#### [Problem]
Each line below from the one containing "#2604 fixed by" through the one containing "This PR eliminated" is to be given again exactly, and no line outside that span.

Data records
[Start of Attachment]

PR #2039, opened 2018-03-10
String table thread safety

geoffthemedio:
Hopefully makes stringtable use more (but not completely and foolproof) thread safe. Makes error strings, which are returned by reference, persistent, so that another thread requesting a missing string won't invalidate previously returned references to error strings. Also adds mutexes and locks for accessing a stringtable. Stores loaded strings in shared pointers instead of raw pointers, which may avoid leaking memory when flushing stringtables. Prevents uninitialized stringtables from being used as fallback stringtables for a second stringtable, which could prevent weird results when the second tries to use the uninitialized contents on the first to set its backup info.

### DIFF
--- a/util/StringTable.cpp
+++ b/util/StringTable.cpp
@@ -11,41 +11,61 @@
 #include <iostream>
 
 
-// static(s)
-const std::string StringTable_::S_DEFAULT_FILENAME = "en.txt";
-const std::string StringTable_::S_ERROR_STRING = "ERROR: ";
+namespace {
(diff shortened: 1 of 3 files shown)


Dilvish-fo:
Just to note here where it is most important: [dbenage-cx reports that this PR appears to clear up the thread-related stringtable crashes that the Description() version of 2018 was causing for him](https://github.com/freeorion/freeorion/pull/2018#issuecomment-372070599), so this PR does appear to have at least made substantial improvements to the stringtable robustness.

[End of Attachment]
[Start of Attachment]

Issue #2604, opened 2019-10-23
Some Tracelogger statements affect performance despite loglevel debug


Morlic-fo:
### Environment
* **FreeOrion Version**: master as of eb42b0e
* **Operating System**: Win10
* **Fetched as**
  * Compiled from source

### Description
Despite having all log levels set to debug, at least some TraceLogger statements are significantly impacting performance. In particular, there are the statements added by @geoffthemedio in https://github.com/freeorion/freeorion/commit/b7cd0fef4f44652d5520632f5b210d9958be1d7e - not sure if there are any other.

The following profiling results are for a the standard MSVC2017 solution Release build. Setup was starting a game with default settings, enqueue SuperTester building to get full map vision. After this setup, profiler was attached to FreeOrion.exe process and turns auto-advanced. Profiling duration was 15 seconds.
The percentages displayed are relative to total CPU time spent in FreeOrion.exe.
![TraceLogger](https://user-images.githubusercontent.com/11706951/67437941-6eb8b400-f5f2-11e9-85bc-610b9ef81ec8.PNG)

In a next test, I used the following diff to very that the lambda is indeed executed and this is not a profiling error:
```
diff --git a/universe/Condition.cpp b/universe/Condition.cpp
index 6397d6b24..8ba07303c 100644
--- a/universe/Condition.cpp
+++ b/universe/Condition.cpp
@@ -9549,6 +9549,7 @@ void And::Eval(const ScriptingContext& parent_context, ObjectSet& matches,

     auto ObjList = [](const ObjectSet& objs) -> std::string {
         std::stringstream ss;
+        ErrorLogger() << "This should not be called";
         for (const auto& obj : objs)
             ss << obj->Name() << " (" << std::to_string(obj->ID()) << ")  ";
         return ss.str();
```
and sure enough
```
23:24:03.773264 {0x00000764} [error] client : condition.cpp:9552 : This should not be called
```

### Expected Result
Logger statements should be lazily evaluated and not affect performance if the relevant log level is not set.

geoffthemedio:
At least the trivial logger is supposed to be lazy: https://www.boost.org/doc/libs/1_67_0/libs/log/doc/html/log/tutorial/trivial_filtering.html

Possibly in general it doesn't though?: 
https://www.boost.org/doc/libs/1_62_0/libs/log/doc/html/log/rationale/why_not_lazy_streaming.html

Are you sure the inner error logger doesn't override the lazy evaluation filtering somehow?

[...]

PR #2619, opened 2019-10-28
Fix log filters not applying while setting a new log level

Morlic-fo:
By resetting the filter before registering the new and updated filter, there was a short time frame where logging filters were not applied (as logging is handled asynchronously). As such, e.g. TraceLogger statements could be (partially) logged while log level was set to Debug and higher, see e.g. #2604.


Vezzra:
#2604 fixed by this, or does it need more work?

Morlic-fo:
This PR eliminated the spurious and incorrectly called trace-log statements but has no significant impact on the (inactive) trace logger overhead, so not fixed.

[End of Attachment]
[Start of Attachment]

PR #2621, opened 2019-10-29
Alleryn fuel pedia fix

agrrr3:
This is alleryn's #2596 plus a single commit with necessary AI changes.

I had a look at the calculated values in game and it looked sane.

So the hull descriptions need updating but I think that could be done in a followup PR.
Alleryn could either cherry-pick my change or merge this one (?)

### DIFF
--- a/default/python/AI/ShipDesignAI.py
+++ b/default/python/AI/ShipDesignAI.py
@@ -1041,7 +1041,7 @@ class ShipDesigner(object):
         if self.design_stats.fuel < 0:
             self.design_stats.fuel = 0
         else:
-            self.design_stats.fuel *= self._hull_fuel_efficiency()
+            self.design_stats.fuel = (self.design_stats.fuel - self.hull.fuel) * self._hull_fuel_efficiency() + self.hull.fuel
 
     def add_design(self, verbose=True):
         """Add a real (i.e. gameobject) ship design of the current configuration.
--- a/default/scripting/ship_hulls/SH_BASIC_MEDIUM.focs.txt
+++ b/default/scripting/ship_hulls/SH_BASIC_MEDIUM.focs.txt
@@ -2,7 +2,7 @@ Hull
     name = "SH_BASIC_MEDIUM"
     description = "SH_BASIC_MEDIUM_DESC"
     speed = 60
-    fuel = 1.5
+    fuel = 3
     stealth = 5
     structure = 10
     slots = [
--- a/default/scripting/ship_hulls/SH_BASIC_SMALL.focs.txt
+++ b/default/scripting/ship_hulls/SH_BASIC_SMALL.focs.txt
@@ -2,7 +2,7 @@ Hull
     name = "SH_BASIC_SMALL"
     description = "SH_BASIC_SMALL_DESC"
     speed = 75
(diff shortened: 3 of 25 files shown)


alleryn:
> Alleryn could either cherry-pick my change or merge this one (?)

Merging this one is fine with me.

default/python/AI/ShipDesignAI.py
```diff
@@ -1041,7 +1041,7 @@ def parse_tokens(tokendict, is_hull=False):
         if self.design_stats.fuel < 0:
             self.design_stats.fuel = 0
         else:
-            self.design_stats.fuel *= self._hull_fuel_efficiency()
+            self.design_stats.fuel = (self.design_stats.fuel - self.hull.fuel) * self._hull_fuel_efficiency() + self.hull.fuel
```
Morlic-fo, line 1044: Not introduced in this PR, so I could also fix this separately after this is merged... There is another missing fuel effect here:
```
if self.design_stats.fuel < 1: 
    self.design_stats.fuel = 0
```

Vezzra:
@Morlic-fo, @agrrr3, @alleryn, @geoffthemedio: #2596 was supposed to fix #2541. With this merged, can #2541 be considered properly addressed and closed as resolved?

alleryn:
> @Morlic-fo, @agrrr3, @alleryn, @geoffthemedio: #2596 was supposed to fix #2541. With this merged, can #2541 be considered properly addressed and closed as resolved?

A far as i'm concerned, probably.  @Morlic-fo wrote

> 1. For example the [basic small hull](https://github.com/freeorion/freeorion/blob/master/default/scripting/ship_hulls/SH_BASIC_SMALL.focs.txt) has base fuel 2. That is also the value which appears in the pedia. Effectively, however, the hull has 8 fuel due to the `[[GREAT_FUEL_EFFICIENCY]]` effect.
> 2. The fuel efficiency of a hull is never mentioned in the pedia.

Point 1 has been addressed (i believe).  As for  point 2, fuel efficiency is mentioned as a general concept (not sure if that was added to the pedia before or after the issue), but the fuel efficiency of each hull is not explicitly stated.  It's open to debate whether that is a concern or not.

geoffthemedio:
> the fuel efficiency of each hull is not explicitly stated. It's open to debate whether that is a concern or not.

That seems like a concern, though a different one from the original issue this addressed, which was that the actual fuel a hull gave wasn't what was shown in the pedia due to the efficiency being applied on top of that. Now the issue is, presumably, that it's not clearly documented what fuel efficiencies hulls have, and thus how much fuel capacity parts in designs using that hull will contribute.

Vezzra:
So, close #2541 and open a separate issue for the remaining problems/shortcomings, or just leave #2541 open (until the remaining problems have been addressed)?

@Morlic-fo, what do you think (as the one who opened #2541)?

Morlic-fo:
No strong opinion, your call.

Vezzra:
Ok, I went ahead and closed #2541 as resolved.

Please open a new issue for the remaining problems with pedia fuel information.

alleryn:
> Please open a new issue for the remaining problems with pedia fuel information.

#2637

[End of Attachment]

#### [Exercise answer]
#2604 fixed by this, or does it need more work?

Morlic-fo:
This PR eliminated the spurious and incorrectly called trace-log statements but has no significant impact on the (inactive) trace logger overhead, so not fixed.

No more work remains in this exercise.